> _Activity_
Where does the string "convertFiltersToQueryParams" occur in the records? Copy each line that holds it.

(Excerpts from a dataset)
== Segment start ==

PR #4503, opened 2018-03-05
Remove the parsePage helper function

### LINKED ISSUE #4403: Remove the parsePage helper function
[`paresePage`](https://github.com/mozilla/addons-frontend/blob/23f68b9d4effd2f71c0f5d84ae8ea0957eeb4f84/src/core/utils/index.js#L286-L289) in `core/utils` accepts a `page` parameter and converts it to a `1` if it is invalid. We were using this incorrectly in `AddonReviewList` which resulted in issue #4081. It is unlikely that there are any situations in which we actually want to do this, so we should take a look at all the places where `parsePage` is still used and see if we can eliminate its usage and remove the function entirely.

bobsilverberg:
Fixes #4403 

We do not need the functionality of parsePage on the frontend because it is fine to pass `undefined` for `page` into API calls, and in fact we want to do that so the API will produce a 404 for us.

### DIFF
--- a/src/amo/components/Search/index.js
+++ b/src/amo/components/Search/index.js
@@ -29,7 +29,6 @@ import {
   convertFiltersToQueryParams,
   hasSearchFilters,
 } from 'core/searchUtils';
-import { parsePage } from 'core/utils';
 
 import './styles.scss';
 
@@ -191,8 +190,6 @@ export class SearchBase extends React.Component {
       }
     }
 
-    const page = parsePage(filters.page);
-
     // We allow specific paginationQueryParams instead of always using
     // convertFiltersToQueryParams(filters) so certain search filters
     // aren't repeated if they are elsewhere in the URL. This is useful
@@ -209,7 +206,7 @@ export class SearchBase extends React.Component {
       <Paginate
         LinkComponent={LinkComponent}
         count={count}
-        currentPage={page}
+        currentPage={filters.page}
         pathname={pathname}
         queryParams={queryParams}
       />
@@ -254,7 +251,7 @@ export function mapStateToProps(state) {
 // This ID does not need to differentiate between component instances because
 // the error handler gets cleared every time the search filters change.
 export const extractId = (ownProps) => {
-  return parsePage(ownProps.filters.page);
+  return ownProps.filters.page;
 };
 
 export default compose(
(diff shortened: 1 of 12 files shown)


tests/unit/amo/components/TestAddonReviewList.js
```diff
@@ -668,7 +668,7 @@ describe(__filename, () => {
         location: fakeRouterLocation(),
       });
 
-      expect(extractId(ownProps)).toEqual(`foobar-1`);
+      expect(extractId(ownProps)).toEqual(`foobar-`);
```
tofumatt: That's kind of weird. Should a null value default to 1 instead of blank? Or maybe the string should be something other than blank? `noPageSet` or something? I dunno, maybe it doesn't matter 🤷‍♂️

src/amo/components/Search/index.js
```diff
@@ -254,7 +251,7 @@ export function mapStateToProps(state) {
 // This ID does not need to differentiate between component instances because
 // the error handler gets cleared every time the search filters change.
 export const extractId = (ownProps) => {
-  return parsePage(ownProps.filters.page);
+  return ownProps.filters.page;
```
tofumatt: Should this maybe return a more useful default than `undefined`?

tests/unit/amo/sagas/test_collections.js
```diff
@@ -34,6 +33,7 @@ import {
 describe(__filename, () => {
   const user = 'user-id-or-name';
   const slug = 'collection-slug';
+  const pageToFetch = 1;
```
tofumatt: Could this just `page`? Then you could use the key/variable name shortcut below:

```js
.withArgs({
   api: state.api,
   page,
   slug,
   user,
})
```

src/amo/components/Search/index.js
bobsilverberg: I discussed this issue with @kumar303 and I believe we decided that just returning undefined in all cases makes sense, because that's what's going to be passed to the API with this change.

tests/unit/amo/components/TestAddonReviewList.js
bobsilverberg: I agree it looks weird, but there doesn't seem to be an actual reason to change it, as all we're doing is creating an `extractId` which nobody will ever see.

tests/unit/amo/sagas/test_collections.js
bobsilverberg: Good call. :-)

tests/unit/amo/components/TestAddonReviewList.js
tofumatt: Fair enough 😄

== Segment end ==

> _Written answer_
   convertFiltersToQueryParams,
     // convertFiltersToQueryParams(filters) so certain search filters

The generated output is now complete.